Dean’s Holiday Card: Peppermint Themed and Scented
Our creative director Dan Knapp and graphic designer Letty Avila got to work on the design concept for the holiday card, which includes a dean’s message as well as a range of interesting facts associated with peppermint. Editorial director Pamela Johnson and Emily Cavalcanti wrote the informative, yet playful descriptions (for example, how to make a cucumber, lemon and peppermint agua fresca) that are revealed gradually as you open the four-paneled card. View the card:
In addition to coupling these tidbits with unexpected images, such as the original patent drawing for the candy cane forming machine and Cézanne’s Still Life with Peppermint Bottle, we created a suite of original peppermint graphics that were used throughout the card, in the video and across our holiday collateral so that the design was consistent throughout our communications. Along with red and pearlescent foils accentuating these peppermint graphics, we added a peppermint scent on the card. The paper stock was coated with a scented varnish so that when recipients gently rub the card’s surface their senses are further awakened by a minty fresh smell.

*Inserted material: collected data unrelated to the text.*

PR #2965, opened 2025-06-25
SMQ-2719 - Update list domain invitations endpoint

### LINKED ISSUE #2719: Bug: Invitations could not be filter by domain_id by invitee

As an invitee user, tried retrieve the received invitation by domain_id 

Response with applied filter `domain_id`

Authorization error

### Steps To Reproduce

1.) Create new domain 
2.) Send invitation to another user 
3.) Login as another user to which you have sent invitation
4.) List the invitations with `domain_id` filter
```bash
curl --location 'http://localhost/invitations?domain_id=<domain_id>' \
--header 'Authorization: Bearer <TOKEN>'
```

Docker

At present we have single domain service function `ListInvitation` , So we could not allow invitee to filter by domain_id, 
We need to have different domain service function and repo function `ListInviteeInvitations` ,  which should list only the invitee user received invitations. Then we can able to apply filter in repo.

felixgateru:
# What type of PR is this?
This is a refactor as it enables dedicated invitee invitation listing by adding `ListInviteeInvitations`

## What does this do?
This pr:
- Adds ability for users to list domain invitations specifically addressed to them using `ListDomainInvitations`
- Updates the authorization check for this

- Related Issue #2719
- Resolves #2719 

Yes, tests have been included

Yes, in code documentation is included


domains/middleware/authorization.go
```diff
@@ -253,6 +253,21 @@ func (am *authorizationMiddleware) ListInvitations(ctx context.Context, session
 	return am.svc.ListInvitations(ctx, session, page)
 }
 
+func (am *authorizationMiddleware) ListInviteeInvitations(ctx context.Context, session authn.Session, page domains.InvitationPageMeta) (invs domains.InvitationPage, err error) {
```
arvindh123: I think we can have two function , 
`ListInvitations` and `ListDomainInvitations`

- `ListInvitations` list invitee invitations 
- `ListDomainInvitations` list all the invitations sent on domain 

No need for `CheckAdmin` because SuperAdmin inherently get the permission

arvindh123 (changes requested):

arvindh123 (changes requested):
I could not see like this in `domainID: chi.URLParam(r, "domainID"),` in decoder requests of  SendDomainInvitations, ListDomainInvitation

felixgateru:
> I could not see like this in `domainID: chi.URLParam(r, "domainID"),` in decoder requests of SendDomainInvitations, ListDomainInvitation

They are obtained from the session since it already fetches them from the url

domains/api/http/endpoint.go
```diff
@@ -236,7 +236,7 @@ func listDomainInvitationsEndpoint(svc domains.Service) endpoint.Endpoint {
 		}
 		req.InvitationPageMeta.DomainID = session.DomainID
```
arvindh123: Please move this logic to service layer

arvindh123 (changes requested):

arvindh123 (changes requested):
https://github.com/absmach/supermq/blob/f3c11ef4eaeacdf1115ac9b82158d3f253240c00/domains/api/http/endpoint.go#L261
This might not be needed , Please verify this one

domains/events/events.go
```diff
@@ -378,6 +380,37 @@ func (lie listInvitationsEvent) Encode() (map[string]interface{}, error) {
...
+		"token_type":      lie.session.Type.String(),
+		"super_admin":     lie.session.SuperAdmin,
+	}
+
+	if lie.InvitedBy != "" {
+		val["invited_by"] = lie.InvitedBy
+	}
+	if lie.DomainID != "" {
+		val["domain_id"] = lie.DomainID
+	}
```
arvindh123: Domain ID is mandatory, It could not be optional 

in `listInvitationsEvent` super admin is not required , instead we can have  requested user id

arvindh123 (changes requested):

arvindh123 (dismissed):

domains/events/events.go
```diff
@@ -351,10 +353,43 @@ type listInvitationsEvent struct {
...
+	if lie.RoleID != "" {
+		val["role_id"] = lie.RoleID
+	}
+	if lie.State.String() != "" {
+		val["state"] = lie.State.String()
+	}
```
dborovcanin: This will never be true. Please check `State`.

dborovcanin (changes requested):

Holiday Video: “The Art and Science of Peppermint”
For the accompanying holiday video, we reached out to our faculty in biology, art history, psychology and classics to help us tell the story of “The Art and Science of Peppermint.” Working with our director of video production Mira Zimet, our videographer Matt Meindl created animations and stop-motion graphics that further brought the professor’s bites to life.
Watch the video:
Getting the Message Out
The dean’s holiday card was mailed to about 2,000 recipients, including alumni, donors and university administrators both at USC and our peer institutions and USC Dornsife faculty and staff. We included the dornsife.usc.edu/peppermint link to also alert recipients that they could view an accompanying video online.

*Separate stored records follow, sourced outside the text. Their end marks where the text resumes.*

PR #2999, opened 2025-07-03
NOISSUE - Update nullable handling

dborovcanin:
# What type of PR is this?
This is a refactor.

## What does this do?
This changes the Nullable parser naming and adds a factory method to return a valid nullable with value.

There is no such issue.

Yes.

N/A

### Notes
N/A

### DIFF
--- a/internal/nullable/value.go
+++ b/internal/nullable/value.go
@@ -12,13 +12,13 @@ import (
 // Value type is used to represent difference betweeen an
 // intentionally omitted value and default type value.
 type Value[T any] struct {
-	Set   bool
+	Valid bool
 	Value T
 }
 
-func New[T nullable](v T, set bool) Value[T] {
+func New[T nullable](v T) Value[T] {
 	return Value[T]{
-		Set:   set,
+		Valid: true,
 		Value: v,
 	}
 }
@@ -30,7 +30,7 @@ type Parser[T nullable] func(string) (Value[T], error)
 
 // MarshalJSON encodes the value if set, otherwise returns `null`.
 func (n Value[T]) MarshalJSON() ([]byte, error) {
-	if !n.Set {
+	if !n.Valid {
 		return []byte("null"), nil
 	}
 	return json.Marshal(n.Value)
@@ -39,7 +39,7 @@ func (n Value[T]) MarshalJSON() ([]byte, error) {
 // UnmarshalJSON decodes JSON and sets the value and Set flag.
 func (n *Value[T]) UnmarshalJSON(data []byte) error {
 	if bytes.Equal(data, []byte("null")) {
-		n.Set = false
+		n.Valid = false
 		var empty T
 		n.Value = empty
 		return nil
@@ -50,6 +50,6 @@ func (n *Value[T]) UnmarshalJSON(data []byte) error {
 		return fmt.Errorf("nullable: failed to unmarshal: %w", err)
 	}
 	n.Value = val
-	n.Set = true
+	n.Valid = true
 	return nil
 }
--- a/internal/nullable/value.go
+++ b/internal/nullable/value.go
@@ -16,7 +16,7 @@ type Value[T any] struct {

Here is how we distributed the video:
- We featured the video in the top slot in our e-newsletters sent to alumni, donors, students, faculty and staff.
- We featured the video on our YouTube channel.

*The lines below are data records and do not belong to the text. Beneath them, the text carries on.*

PR #3000, opened 2025-07-03
SMQ-2977 - Add cache for message topic caching

### LINKED ISSUE #2977: Feature: Add Cache Topic Parser Cache for Handlers

No

The `ParsePublishTopic` function is invoked whenever a topic is provided. It parses the topic to extract `domainID`, `channelID`, `subtopic`, and returns an `error` if malformed. 
This is a CPU-consuming operation, especially under high load with repeated topics.

To optimize this, we propose introducing an in-memory cache (LRU or ARC) where the key is the full topic string, and the value is the parsed result, including errors for invalid topics.

This allows us to skip parsing entirely for repeated topics — valid or invalid — significantly reducing CPU overhead.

- The video was featured in the top slot on the University of Southern California homepage and on the USC Dornsife homepage. It was also selected as an “Editor’s Pick” on the USC news site. We also created a website widget that appears on our subpages at dornsife.usc.edu.
- We pushed it out over our social channels, including Facebook, Twitter, Google+ and Instagram. In addition to posts, we changed the header images on our accounts to graphics that included our peppermint design.
- Peppermint graphics were used in our USC Dornsife faculty/staff holiday party décor and collateral, which included a link to the video in the program.
- We promoted the video to external media, again to highlight the depth and breadth of research and instruction at USC Dornsife. We were delighted that our holiday video was featured on Scientific American’s “PsiVid” blog as a “Video of the Week.”
In the USC Dornsife Office of Communication, we strive to use all of the tools at our disposal — words, the web, video, social media, design, photography and illustration — to disseminate the USC Dornsife story to our diverse audiences. By reimagining the holiday card and creating an accompanying video, we have been able to tap into a new avenue that not only allows us to reinforce the USC brand to the card’s targeted audience, but also to expose broader audiences to our messaging. What we have found now is that card recipients and a host of others are now anticipating the card each year wondering what the “hook” will be and what new knowledge they will be able to glean. And we’re already at work on ideas for 2015 with hopes of meeting those expectations.